*** DATA IN THIS EXERCISE Section Begins ***

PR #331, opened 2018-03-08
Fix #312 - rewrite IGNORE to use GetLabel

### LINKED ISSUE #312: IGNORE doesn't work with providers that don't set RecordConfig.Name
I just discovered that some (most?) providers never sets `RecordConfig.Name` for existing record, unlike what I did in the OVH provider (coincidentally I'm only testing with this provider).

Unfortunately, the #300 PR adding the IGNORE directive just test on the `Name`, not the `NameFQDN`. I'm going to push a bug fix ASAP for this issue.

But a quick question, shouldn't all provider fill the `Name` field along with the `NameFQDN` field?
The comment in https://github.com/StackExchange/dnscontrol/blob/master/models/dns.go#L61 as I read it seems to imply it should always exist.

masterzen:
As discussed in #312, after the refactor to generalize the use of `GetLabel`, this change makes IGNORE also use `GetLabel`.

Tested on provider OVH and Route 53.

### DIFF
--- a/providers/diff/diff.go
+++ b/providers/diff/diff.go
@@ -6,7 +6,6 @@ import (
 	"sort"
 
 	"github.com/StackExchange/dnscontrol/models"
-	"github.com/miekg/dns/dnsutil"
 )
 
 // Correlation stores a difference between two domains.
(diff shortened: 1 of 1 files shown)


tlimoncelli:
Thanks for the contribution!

*** DATA IN THIS EXERCISE Section Ends ***
*** DATA IN THIS EXERCISE Section Begins ***

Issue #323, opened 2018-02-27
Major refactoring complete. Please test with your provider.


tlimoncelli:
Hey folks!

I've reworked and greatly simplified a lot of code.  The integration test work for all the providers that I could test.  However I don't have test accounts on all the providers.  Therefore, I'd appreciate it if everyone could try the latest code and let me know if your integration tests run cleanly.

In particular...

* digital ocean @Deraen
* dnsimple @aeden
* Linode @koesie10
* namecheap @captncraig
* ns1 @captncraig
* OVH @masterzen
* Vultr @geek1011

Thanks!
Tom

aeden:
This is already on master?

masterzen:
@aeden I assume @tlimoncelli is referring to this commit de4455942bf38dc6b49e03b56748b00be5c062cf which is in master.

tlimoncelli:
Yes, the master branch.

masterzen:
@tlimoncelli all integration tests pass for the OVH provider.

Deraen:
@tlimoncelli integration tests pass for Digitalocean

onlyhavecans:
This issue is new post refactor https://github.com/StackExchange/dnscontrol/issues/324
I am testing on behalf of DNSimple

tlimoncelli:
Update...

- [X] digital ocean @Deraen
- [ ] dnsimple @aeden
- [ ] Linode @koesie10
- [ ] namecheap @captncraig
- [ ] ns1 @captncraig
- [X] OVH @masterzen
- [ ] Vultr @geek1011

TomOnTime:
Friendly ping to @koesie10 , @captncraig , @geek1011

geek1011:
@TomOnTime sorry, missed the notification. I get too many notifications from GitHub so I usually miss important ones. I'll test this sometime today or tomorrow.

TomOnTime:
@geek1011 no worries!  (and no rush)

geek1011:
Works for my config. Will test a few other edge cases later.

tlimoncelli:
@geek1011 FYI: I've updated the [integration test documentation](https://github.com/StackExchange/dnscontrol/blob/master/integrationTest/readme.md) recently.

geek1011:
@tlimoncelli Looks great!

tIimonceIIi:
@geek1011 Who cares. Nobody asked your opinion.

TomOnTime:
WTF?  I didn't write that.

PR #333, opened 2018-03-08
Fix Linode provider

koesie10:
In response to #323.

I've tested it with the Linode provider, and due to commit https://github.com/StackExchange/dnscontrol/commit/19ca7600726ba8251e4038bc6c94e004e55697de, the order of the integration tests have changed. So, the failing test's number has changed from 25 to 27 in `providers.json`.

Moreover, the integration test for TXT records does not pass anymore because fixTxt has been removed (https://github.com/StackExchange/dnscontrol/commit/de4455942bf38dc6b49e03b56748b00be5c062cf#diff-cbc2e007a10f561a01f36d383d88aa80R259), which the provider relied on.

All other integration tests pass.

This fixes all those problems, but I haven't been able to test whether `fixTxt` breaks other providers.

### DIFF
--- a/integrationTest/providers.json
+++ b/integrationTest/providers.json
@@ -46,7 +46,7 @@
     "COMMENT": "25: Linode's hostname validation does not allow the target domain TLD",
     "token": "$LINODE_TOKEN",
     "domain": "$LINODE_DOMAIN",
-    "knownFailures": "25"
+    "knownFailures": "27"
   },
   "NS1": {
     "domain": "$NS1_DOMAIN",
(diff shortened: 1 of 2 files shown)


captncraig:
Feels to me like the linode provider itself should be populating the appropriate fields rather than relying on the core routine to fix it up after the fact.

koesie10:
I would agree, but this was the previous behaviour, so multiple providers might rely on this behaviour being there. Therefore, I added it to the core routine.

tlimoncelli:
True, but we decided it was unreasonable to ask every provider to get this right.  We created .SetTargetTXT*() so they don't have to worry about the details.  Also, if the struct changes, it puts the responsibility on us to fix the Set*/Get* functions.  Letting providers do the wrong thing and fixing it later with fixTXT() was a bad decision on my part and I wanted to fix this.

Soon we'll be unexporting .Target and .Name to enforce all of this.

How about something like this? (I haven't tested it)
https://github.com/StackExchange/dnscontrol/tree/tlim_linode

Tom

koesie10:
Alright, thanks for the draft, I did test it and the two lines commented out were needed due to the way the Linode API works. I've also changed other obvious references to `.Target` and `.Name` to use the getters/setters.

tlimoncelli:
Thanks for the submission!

*** DATA IN THIS EXERCISE Section Ends ***
*** DATA IN THIS EXERCISE Section Begins ***

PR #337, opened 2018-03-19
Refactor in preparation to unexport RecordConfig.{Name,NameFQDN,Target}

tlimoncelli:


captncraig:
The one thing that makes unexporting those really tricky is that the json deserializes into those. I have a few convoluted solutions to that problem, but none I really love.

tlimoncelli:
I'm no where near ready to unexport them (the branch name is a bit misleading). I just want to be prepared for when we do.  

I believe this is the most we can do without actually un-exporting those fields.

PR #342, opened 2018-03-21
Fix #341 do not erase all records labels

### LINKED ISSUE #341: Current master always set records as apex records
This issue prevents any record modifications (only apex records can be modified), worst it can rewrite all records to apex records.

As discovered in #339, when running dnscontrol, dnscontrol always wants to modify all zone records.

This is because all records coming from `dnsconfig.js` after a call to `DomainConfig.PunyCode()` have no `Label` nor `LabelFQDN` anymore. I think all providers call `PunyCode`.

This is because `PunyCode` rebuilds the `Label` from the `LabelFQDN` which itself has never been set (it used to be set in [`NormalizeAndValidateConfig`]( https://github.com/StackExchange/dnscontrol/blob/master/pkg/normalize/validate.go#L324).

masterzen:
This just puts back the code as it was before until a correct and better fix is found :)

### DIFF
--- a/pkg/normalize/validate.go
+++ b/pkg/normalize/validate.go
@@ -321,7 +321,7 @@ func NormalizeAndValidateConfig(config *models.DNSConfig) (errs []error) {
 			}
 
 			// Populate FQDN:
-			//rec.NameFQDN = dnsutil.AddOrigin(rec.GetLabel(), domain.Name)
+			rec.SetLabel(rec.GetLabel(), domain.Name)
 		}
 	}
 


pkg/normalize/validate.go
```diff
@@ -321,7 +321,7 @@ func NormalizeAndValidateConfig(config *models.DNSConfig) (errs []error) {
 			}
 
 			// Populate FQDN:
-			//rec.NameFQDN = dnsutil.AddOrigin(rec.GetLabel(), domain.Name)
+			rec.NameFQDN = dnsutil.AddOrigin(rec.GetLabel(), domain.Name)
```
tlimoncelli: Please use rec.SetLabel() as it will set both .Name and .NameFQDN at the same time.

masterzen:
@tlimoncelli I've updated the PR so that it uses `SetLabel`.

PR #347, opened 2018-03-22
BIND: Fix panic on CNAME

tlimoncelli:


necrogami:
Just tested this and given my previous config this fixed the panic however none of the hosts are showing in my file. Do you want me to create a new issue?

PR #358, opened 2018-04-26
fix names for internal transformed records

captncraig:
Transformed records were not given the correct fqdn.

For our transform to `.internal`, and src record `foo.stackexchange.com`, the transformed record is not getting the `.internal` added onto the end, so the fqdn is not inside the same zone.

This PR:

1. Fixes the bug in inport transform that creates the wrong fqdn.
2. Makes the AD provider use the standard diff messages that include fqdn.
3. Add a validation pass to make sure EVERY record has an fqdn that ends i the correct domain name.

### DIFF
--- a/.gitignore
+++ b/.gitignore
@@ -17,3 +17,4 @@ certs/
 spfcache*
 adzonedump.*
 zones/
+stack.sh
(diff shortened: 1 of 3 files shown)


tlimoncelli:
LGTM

*** DATA IN THIS EXERCISE Section Ends ***

WORK ITEM ▸
Reproduce exactly the section above that begins at the line containing "PR #331, opened 2018-03-08" and ends at the line containing "Thanks for the contribution!", leaving out all other lines.

RESPONSE AREA ▸
PR #331, opened 2018-03-08
Fix #312 - rewrite IGNORE to use GetLabel

### LINKED ISSUE #312: IGNORE doesn't work with providers that don't set RecordConfig.Name
I just discovered that some (most?) providers never sets `RecordConfig.Name` for existing record, unlike what I did in the OVH provider (coincidentally I'm only testing with this provider).

Unfortunately, the #300 PR adding the IGNORE directive just test on the `Name`, not the `NameFQDN`. I'm going to push a bug fix ASAP for this issue.

But a quick question, shouldn't all provider fill the `Name` field along with the `NameFQDN` field?
The comment in https://github.com/StackExchange/dnscontrol/blob/master/models/dns.go#L61 as I read it seems to imply it should always exist.

masterzen:
As discussed in #312, after the refactor to generalize the use of `GetLabel`, this change makes IGNORE also use `GetLabel`.

Tested on provider OVH and Route 53.

### DIFF
--- a/providers/diff/diff.go
+++ b/providers/diff/diff.go
@@ -6,7 +6,6 @@ import (
 	"sort"
 
 	"github.com/StackExchange/dnscontrol/models"
-	"github.com/miekg/dns/dnsutil"
 )
 
 // Correlation stores a difference between two domains.
(diff shortened: 1 of 1 files shown)


tlimoncelli:
Thanks for the contribution!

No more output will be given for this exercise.